## Instructions to follow:
Answer with a number only, stating how many lines of the records hold the word "would".

[Dataset entries]
PR #107, opened 2021-05-19
Add AWS SSM dependency to fix issue with AwsSsmConfig class

manumoranchel:
There was a dependency issue on startup with the SSM configuration. I added such dependency to fix it in my local. Although it can be cause by other reason

### DIFF
--- a/backend/pom.xml
+++ b/backend/pom.xml
@@ -158,6 +158,11 @@
             <version>${aws.sdk.version}</version>
         </dependency>
         <dependency>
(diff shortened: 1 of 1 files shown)


ibaiul (approved):

manumoranchel:
Holding the merge. The issue this PR tries to fix might be do to some local caching issues. More test required before incorporating the dependency

manumoranchel:
After several cleanups and attempts to reproduce the issue this PR is meant to fix, I am unable to reproduce it.
I am closing the PR now

PR #15, opened 2020-11-19
DCNG-891 move Ingress definitions into a new functest Helm chart

kennymacleod:
This slightly speculative, but it bothers me that the Ingress definitions that we load for testing use an entirely different templating mechanism (`envsubst`) than the Helm cherts do, and it means installating a new tool to use it.

Instead, I've added a new `functest` Helm chart to `src/test`, which contains the EKS and KITT ingress definitions. There's only one functest chart shared between all products, with product-specific conditionals in the template.

This has the advantage of removing the per-product Ingress resources, and using `helm install` for all deployed components, so it's all slightly simpler.

It'll also work better for @kcichy-atlassian if he needs to add per-cluster-node backdoor ingress routes.


src/test/charts/functest/templates/ingress-EKS.yaml
```diff
@@ -1,7 +1,12 @@
+{{- if eq "EKS" .Values.clusterType }}
```
kennymacleod, line 1: even though the functest Helm chart has both EKS and KITT ingress definitions, only one wil be rendered, based on this conditional

pbruski (approved):

kcichy-atlassian:
> It'll also work better for @kcichy-atlassian if he needs to add per-cluster-node backdoor ingress routes.

Haha, a bit of disservice, because he already put together the `envsubst` code. Will refactor on Monday 😃.

PR #16, opened 2020-11-19
DCNG-881: Create services and ingress routes to access individual nodes

kcichy-atlassian:
In the light of @kennymacleod 's #15 PR, this might need to change. Let's discuss as it is now and I'll refactor later if necessary.

### DIFF
--- a/src/test/charts/functest/templates/ingress-EKS.yaml
+++ b/src/test/charts/functest/templates/ingress-EKS.yaml
@@ -16,17 +16,17 @@ metadata:
     "nginx.ingress.kubernetes.io/proxy-send-timeout": "60"
 spec:
   rules:
-    {{- range $ingressName := .Values.ingressNames }}
-    - host: {{ printf "%s.%s" . $.Values.ingressDomain }}
+    {{- range $serviceName := .Values.ingressNames }}
+    - host: {{ printf "%s.%s" $serviceName $.Values.ingressDomain }}
       http:
         paths:
           - backend:
-              serviceName: {{ $ingressName }}
+              serviceName: {{ $serviceName }}
               servicePort: 80
             path: /
           {{- if eq "confluence" $.Values.product }}
           - backend:
-              serviceName: {{ $ingressName }}-synchrony
+              serviceName: {{ $serviceName }}-synchrony
               servicePort: 80
             path: /synchrony
           {{ end }}
--- a/src/test/charts/functest/templates/ingress-EKS.yaml
+++ b/src/test/charts/functest/templates/ingress-EKS.yaml
@@ -16,17 +16,19 @@ metadata:
     "nginx.ingress.kubernetes.io/proxy-send-timeout": "60"
 spec:
   rules:
-    - host: {{ printf "%s.%s" .Values.productReleaseName .Values.ingressDomain }}
+    {{- range $ingressName := .Values.ingressNames }}
+    - host: {{ printf "%s.%s" . $.Values.ingressDomain }}
       http:
         paths:
           - backend:
-              serviceName: {{ .Values.productReleaseName }}
+              serviceName: {{ $ingressName }}
               servicePort: 80
             path: /
-          {{- if eq "confluence" .Values.product }}
+          {{- if eq "confluence" $.Values.product }}
           - backend:
-              serviceName: {{ .Values.productReleaseName }}-synchrony
+              serviceName: {{ $ingressName }}-synchrony
               servicePort: 80
             path: /synchrony
           {{ end }}
+    {{ end }}
 {{ end }}
--- a/src/test/config/jira/helm_parameters
+++ b/src/test/config/jira/helm_parameters
@@ -12,3 +12,5 @@ DOCKER_IMAGE_REGISTRY=${dockerImage.registry}
 DOCKER_IMAGE_VERSION=${dockerImage.version}
 INGRESS_DOMAIN_KITT=${kitt.ingress.domain}
 INGRESS_DOMAIN_EKS=${eks.ingress.domain}
+# .Values.replicaCount=1, but in here we specify how many nodes we are planning to get to prepare ingress rules for each
+TARGET_REPLICA_COUNT=2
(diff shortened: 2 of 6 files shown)


src/test/config/jira/service-expose-node.yaml
```diff
@@ -0,0 +1,12 @@
...
+metadata:
+  name: ${SERVICE_NAME}
+spec:
+  type: ClusterIP
+  ports:
+    - port: ${PORT_PRODUCT_SERVICE}
+      protocol: TCP
+      targetPort: ${PORT_PRODUCT_CONTAINER}
+  selector:
+    statefulset.kubernetes.io/pod-name: ${SERVICE_NAME}
```
kennymacleod, line 12: this is a little misleading.... the name of this backdoor service is the same as the name of the pod it's backdoor-ing, so maybe this var should be `POD_NAME`

src/test/config/jira/helm_parameters
```diff
@@ -2,6 +2,7 @@ RELEASE_PREFIX=${helm.release.prefix}
 CHART_SRC_PATH=${helm.src.path}/jira
 PRODUCT_CHART_VALUES_FILES=${project.build.directory}/config/jira/values
 PRODUCT_INGRESS_TEMPLATE=${project.build.directory}/config/jira/ingress
+PRODUCT_SERVICE_EXPOSE_NODE_TEMPLATE=${project.build.directory}/config/jira/service-expose-node
```
kennymacleod, line 5: We'll need these changes made to all 3 products' `helm_parameters` files

src/test/config/jira/helm_parameters
```diff
@@ -11,4 +12,8 @@ TARGET_NAMESPACE=${kubernetes.target.namespace}
 DOCKER_IMAGE_REGISTRY=${dockerImage.registry}
 DOCKER_IMAGE_VERSION=${dockerImage.version}
 INGRESS_DOMAIN_KITT=${kitt.ingress.domain}
-INGRESS_DOMAIN_EKS=${eks.ingress.domain}
\ No newline at end of file
+INGRESS_DOMAIN_EKS=${eks.ingress.domain}
+# .Values.replicaCount=1, but in here we specify how many nodes we are planning to get to prepare ingress rules for each
+TARGET_REPLICA_COUNT=2
```
kennymacleod, line 17: Can we just hard-code this for now? We're unlikely to go beyond 2 nodes in testing.

src/test/config/jira/helm_parameters
```diff
@@ -11,4 +12,8 @@ TARGET_NAMESPACE=${kubernetes.target.namespace}
...
+PORT_PRODUCT_SERVICE=80
```
kennymacleod, line 18: again, let's just hard-code this, it's not going to vary

src/test/config/jira/service-expose-node.yaml
```diff
@@ -0,0 +1,12 @@
+apiVersion: v1
+kind: Service
+metadata:
+  name: ${SERVICE_NAME}
+spec:
+  type: ClusterIP
+  ports:
+    - port: ${PORT_PRODUCT_SERVICE}
+      protocol: TCP
+      targetPort: ${PORT_PRODUCT_CONTAINER}
```
kennymacleod, line 10: The `targetPort` can instead be the name of a container port, so this can just be `http` (since that's the name we use for that container port in all 3 products, regardless of the numerical value)

src/test/scripts/helm_install.sh
```diff
@@ -81,10 +81,41 @@ fi
...
+      envsubst \
+      < "${PRODUCT_INGRESS_TEMPLATE}-${clusterType}.yaml" \
+      > ${LOG_DOWNLOAD_DIR}/ingress-${HELM_RELEASE_NAME}.yaml
+  kubectl apply -n "${TARGET_NAMESPACE}" --filename ${LOG_DOWNLOAD_DIR}/ingress-${HELM_RELEASE_NAME}.yaml
+}
+
+# params:
+# NODE - numeric id of the node for which service should be installed
+# SERVICE_NAME - the requested service name
+function install_service_expose() {
```
kennymacleod, line 98: let's rename this, or add a comment, to be clear that we're installing a backdoor service for each pod, purely for func testing purposes

src/test/config/jira/helm_parameters
kcichy-atlassian: Do we? Other products won't use it unless they specify `TARGET_REPLICA_COUNT`. If `TARGET_REPLICA_COUNT` is undef, this won't be used.

kcichy-atlassian:
@kennymacleod 
I added the helm-way of generating backdoor services and ingresses.

src/test/config/jira/service-expose-node.yaml
kcichy-atlassian: Renamed to `$podName`.

src/test/config/jira/helm_parameters
kcichy-atlassian: Hmm, I'm allergic to hardcoding. Why do you think it's a problem in this case? It would allow us to change a for loop with something flat, but I'm not sure if that's much of a gain.

src/test/charts/functest/templates/ingress-EKS.yaml
```diff
@@ -16,17 +16,19 @@ metadata:
     "nginx.ingress.kubernetes.io/proxy-send-timeout": "60"
 spec:
   rules:
-    - host: {{ printf "%s.%s" .Values.productReleaseName .Values.ingressDomain }}
+    {{- range $ingressName := .Values.ingressNames }}
+    - host: {{ printf "%s.%s" . $.Values.ingressDomain }}
```
kennymacleod, line 20: should be using `$ingressName` instead of `.` here, for consstency

kcichy-atlassian: Absolutely. I spotted this in `ingress-KITT.yaml` last night, but I missed this one.

kennymacleod (approved):

PR #17, opened 2020-11-23
Add ServiceAccount and ClusterRole to Confluence chart

kennymacleod:
Currently, our Helm charts requires the customer to pre-configure a `ServiceAccount`, `ClusterRole` and `ClusterRoleBinding`. In the case of Confluence and Bitbucket, this requires very specific role permissions in order for peer discovery to work, and this isn't really something we want customers to have to do.

So I've added those 3 resources to the Confluence Helm chart, with corresponding entries in `values.yaml` to control how they get expressed. By default, all 3 will be created automatically, with generated names, but the customer can pick their own names, or disable their creation entirely.

I've also changed the `values.yaml` that we use for EKS so that we *do* use the generated `ServiceAccount`, `ClusterRole` and `ClusterRoleBinding`, so that we exercise this part of the chart in our tests.

For KITT, we need to keep using the current approach of using the pre-defined service account, since we have no permissions to create a new one.

See #18 doing the same thing for Jira

### DIFF
--- a/src/main/charts/confluence/templates/_helpers.tpl
+++ b/src/main/charts/confluence/templates/_helpers.tpl
@@ -48,6 +48,50 @@ Create chart name and version as used by the chart label.
 {{- end }}
 
 {{/*
+The name of the service account to be used.
+If the name is defined in the chart values, then use that,
+else if we're creating a new service account then use the name of the Helm release,
+else just use the "default" service account.
+*/}}
+{{- define "confluence.serviceAccountName" -}}
+{{- if .Values.serviceAccount.name }}
+{{- .Values.serviceAccount.name }}
+{{- else }}
+{{- if .Values.serviceAccount.create }}
+{{- include "confluence.fullname" . -}}
+{{ else }}
+default
+{{- end }}
+{{- end }}
+{{- end }}
+
+{{/*
+The name of the ClusterRole that will be created.
+If the name is defined in the chart values, then use that,
+else use the name of the Helm release.
+*/}}
+{{- define "confluence.clusterRoleName" -}}
+{{- if .Values.serviceAccount.clusterRole.name }}
+{{- .Values.serviceAccount.clusterRole.name }}
+{{- else }}
+{{- include "confluence.fullname" . -}}
+{{- end }}
+{{- end }}
+
+{{/*
+The name of the ClusterRoleBinding that will be created.
+If the name is defined in the chart values, then use that,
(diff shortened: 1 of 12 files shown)


src/main/charts/confluence/templates/_helpers.tpl
```diff
@@ -47,6 +47,50 @@ Create chart name and version as used by the chart label.
 {{- printf "%s-%s" .Chart.Name .Chart.Version | replace "+" "_" | trunc 63 | trimSuffix "-" }}
 {{- end }}
```
kennymacleod, line 49: Here I've added 3 new template fragments for rendering the names of th new resources, with sensible defaults.

src/main/charts/confluence/templates/clusterrole.yaml
```diff
@@ -0,0 +1,18 @@
...
+  - apiGroups:
+      - ""
+    resources:
+      - endpoints
+      - pods
+      - nodes
+    verbs:
+      - get
+      - list
+{{- end -}}
```
kennymacleod, line 18: This files defines the permissions that the hazelcast-kubernetes adapter needs to perform peer discovery

src/main/charts/confluence/templates/clusterrolebinding.yaml
```diff
@@ -0,0 +1,16 @@
...
+  {{- include "confluence.labels" . | nindent 4 }}
+roleRef:
+  apiGroup: rbac.authorization.k8s.io
+  kind: ClusterRole
+  name: {{ include "confluence.clusterRoleName" . }}
+subjects:
+  - kind: ServiceAccount
+    name: {{ include "confluence.serviceAccountName" . }}
+    namespace: {{ .Release.Namespace }}
+{{ end }}
```
kennymacleod, line 16: This file associates the service account with the cluster role.

src/test/java/test/HelmOutputComparisonTest.java
```diff
@@ -47,6 +47,7 @@ private void captureHelmTemplateOutput(String product, Path outputFile) throws E
                         getHelmReleaseName(product),
                         getHelmChartPath(product).toString(),
                         "--debug",
+                        "-n mynamespace",
```
kennymacleod, line 50: I was getting different test results depending on which environment I was running in, so I added this to make it predictable

pbruski (approved):

PR #20, opened 2020-11-23
DCNG-897 Add hook-delete-policy to chart tests and nfs-fixer job

kennymacleod:
Adds the following annotation to each Chart hook we have in our charts (i.e. the chart tests, and the nfs-permission-fixers):

    "helm.sh/hook-delete-policy": hook-succeeded

This will ensure that the hook pods are cleaned up when they're finished, rather than cuttering up the namespace as they currently do. Note that Helm hook pods are *not* cleaned up by `helm uninstall`, unlike every other resource in the Chart.

No, I don't know why either.

### DIFF
--- a/src/test/scripts/helm_install.sh
+++ b/src/test/scripts/helm_install.sh
@@ -81,7 +81,7 @@ then
 fi
 
 # Run the chart's tests
-helm test "$PRODUCT_RELEASE_NAME" --logs -n "${TARGET_NAMESPACE}"
+helm test "$PRODUCT_RELEASE_NAME" -n "${TARGET_NAMESPACE}"
 
 # Package and install the functest helm chart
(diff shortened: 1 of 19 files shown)


src/test/scripts/helm_install.sh
```diff
@@ -81,7 +81,7 @@ then
 fi
 
 # Run the chart's tests
-helm test "$PRODUCT_RELEASE_NAME" --logs -n "${TARGET_NAMESPACE}"
```
kennymacleod, line 84: The `--logs` will now no longer work, since the pod will be deleted as soon as the test passes.

Note that failed tests should still have their logs captured by the "log download" task.

pbruski (changes requested):

pbruski (approved):

PR #22, opened 2020-11-24
DCNG-893 change Jira chart to disable use of PVs by default

kennymacleod:
As requested by Max Bern, I've changed the Jira chart so that the use of `PersistentVolumes` is disabled by default. This makes it a lot easier to get up and running with the chart, since you don't have to provision any storage.

If the flag is false (i.e. the default) then the `local-home` and `shared-home` volumes in the statefulset will of type `emptyDir`, which means the volume contents will be lst when the pod is shut down. 

If the flag is true (e.g. via a customer `values.yaml`) file then the full Persistent Volumes will be used as before.

Note that the CI loop will enable persistence, so that will behave as before.


src/test/resources/expected_helm_output/jira/output.yaml
```diff
@@ -168,20 +168,13 @@ spec:
               mountPath: "/opt/atlassian/jira/atlassian-jira/WEB-INF/atlassian-bundled-plugins/myplugin.jar"
               subPath: "plugins/myplugin.jar"
       volumes:
+        - name: local-home
+          emptyDir: {}
         - name: shared-home
-          persistentVolumeClaim:
-            claimName: jira-shared-home
```
kcichy-atlassian, line 173: Could we have another "unit test" that would assert what happens when `persistence.enabled=true`?

kcichy-atlassian (approved):

src/test/resources/expected_helm_output/jira/output.yaml
kennymacleod: Yes, we really should. I'm chewing on an idea for a better way of unit testing these helm templates, but for now we're relying on the deployment integration tests to test that.

bkwiatek-atlassian (approved):

src/test/resources/expected_helm_output/jira/output.yaml
kennymacleod: @kcichy-atlassian please see #23 for the "better way". I haven't added tests for this specifically yet, but I will.

pbruski (changes requested):

PR #23, opened 2020-11-24
DCNG-898 better unit tests for chart rendering

kennymacleod:
Our current unit tests for the Helm chart rendering are too crude. They simply compare the YAML output of the rendered chart against an expected YAML file, failing on any differences.

What I've added in this PR is a finer-grained set of tests that only assert on the specific part of the output file that we're interested in. This allows us to write many more unit tests, more focussed on one thing at a time. 

This is becoming more important as we start adding chart features that customrs will find useful, but which we don't (or can't) use ourselves in our CI loop.

I've already found one bug in the ServiceAccount rendering.


src/main/charts/bitbucket/templates/_helpers.tpl
```diff
@@ -41,15 +41,15 @@ else if we're creating a new service account then use the name of the Helm relea
 else just use the "default" service account.
 */}}
 {{- define "bitbucket.serviceAccountName" -}}
```
kennymacleod, line 43: The new unit tests found a bug in this template. Fixed it with the indiscriminate use of whitespace chomping indicators.

src/test/java/test/HelmOutputComparisonTest.java
```diff
@@ -10,78 +14,43 @@
 
 class HelmOutputComparisonTest {
```
kennymacleod, line 15: This is the original unit test that just compared the entire Helm YAML output with an expectation file. It's useful as a baseline, so I'm keeping it for now. I've just refactored it to use the extracted `Helm` utlity class.

src/test/java/test/ServiceAccountTest.java
```diff
@@ -0,0 +1,76 @@
...
+
+        assertThat(resources.getAll(ServiceAccount))
+                .describedAs("No ServiceAccount resources should be created")
+                .isEmpty();
+
+        resources.getStatefulSets()
+                .forEach(statefulSet ->
+                        assertThat(statefulSet.getPodSpec().path("serviceAccountName"))
+                                .describedAs("StatefulSet %s should have the default ServiceAccount name", statefulSet.getName())
+                                .hasTextEqualTo("default"));
```
kennymacleod, line 56: this test caught a bug in the serviceAccountName template. Hooray.

src/test/java/test/helm/Helm.java
```diff
@@ -0,0 +1,86 @@
...
+import java.nio.file.Path;
+import java.nio.file.Paths;
+import java.util.Map;
+
+import static org.assertj.core.api.Assertions.assertThat;
+
+/**
+ * A wrapper around the helm CLI tool, which we use for rendering a chart's templates and capturing the output.
+ */
+public final class Helm {
```
kennymacleod, line 20: The contents of this class were mostly extracted from the original unit test, but now it's a bit more general and is used by all the new tests.

src/test/java/test/jackson/JsonNodeAssert.java
```diff
@@ -0,0 +1,36 @@
...
+import org.assertj.core.api.AbstractAssert;
+
+import java.util.Objects;
+
+import static com.fasterxml.jackson.databind.node.JsonNodeType.STRING;
+
+/**
+ * A simple custom AssertJ assertion class for handling basic {@link JsonNode} assertions.
+ */
+public class JsonNodeAssert extends AbstractAssert<JsonNodeAssert, JsonNode> {
```
kennymacleod, line 13: Not strictly necessary, but gives us cleaner assertions in the tests. Quite surprised such a thing doesn't already exist.

src/test/java/test/model/Product.java
```diff
@@ -0,0 +1,24 @@
+package test.model;
+
+public enum Product {
+    jira {
```
pbruski, line 4: hmm, lowercase naming convention?

pbruski (approved):

src/test/java/test/helm/Helm.java
```diff
@@ -0,0 +1,86 @@
...
+                .redirectOutput(outputFile.toFile())
+                .redirectError(outputFile.toFile())
+                .start();
+        final var exitCode = process.waitFor();
+        assertThat(exitCode).isEqualTo(0);
+    }
+
+    public KubeResources captureKubeResourcesFromHelmChart(Product product, Map<String, String> values) throws Exception {
+        final var outputFile = getHelmTemplateOutputFile(product);
+        captureHelmTemplateOutput(product, outputFile, values);
```
kcichy-atlassian, line 51: I just started reviewing this, so I might be missing something.
This line is
```
captureHelmTemplateOutput(product, outputFile, values);
```
while line 29 is
```
captureHelmTemplateOutput(product, valuesFile, outputFile);
```
Is that on purpose, or are the 2nd and third parameters swapped?

PR #34, opened 2020-12-07
DCNG-927 Make Tomcat https/secure config consistent between products

kennymacleod:
The Bitbucket Helm chart allows the Tomcat "scheme" and "secure" config properties to be configured via chart vaues, but the other products' charts do not.

This PR makes them consistent by using the same value structure for all 3. In the process I've renamed the `bitbucket.proxy` structure to `bitbucket.ingress` (and also for confluence+jira), since the ingress is the kubernetes terminoogy for what the Bitbucket docs call a "proxy".

### DIFF
--- a/src/main/charts/bitbucket/values.yaml
+++ b/src/main/charts/bitbucket/values.yaml
@@ -86,7 +86,7 @@ bitbucket:
     fqdn:
     # -- The port number of the ingress
     port: 443
-    # -- The protocol scheme used by the ingress that sends traffic to the application.
+    # -- The protocol scheme used by the browser to access the application.
     # This is necessary so that the application generates the correct URLs.
     # Note that, if present, the value of x-forwarded-proto header will override this setting.
     scheme: https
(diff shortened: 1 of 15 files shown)


pbruski (approved):

src/main/charts/bitbucket/values.yaml
```diff
@@ -81,13 +81,16 @@ bitbucket:
...
     emailAddressSecretKey: emailAddress
 
-  proxy:
+  ingress:
     # -- The fully-qualified domain name of the ingress
     fqdn:
     # -- The port number of the ingress
     port: 443
-    # -- note that, if present, the value of x-forwarded-proto header will trump this setting
+    # -- The protocol scheme used by the ingress that sends traffic to the application.
```
pbruski, line 89: Shouldn't that be "the protocol scheme used by the browser to access the application"?

pbruski: To clarify: our ingresses in EKS use HTTP, not HTTPS. HTTPS happens outside of Kubernetes.

pbruski (changes requested):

## Result of this exercise:
2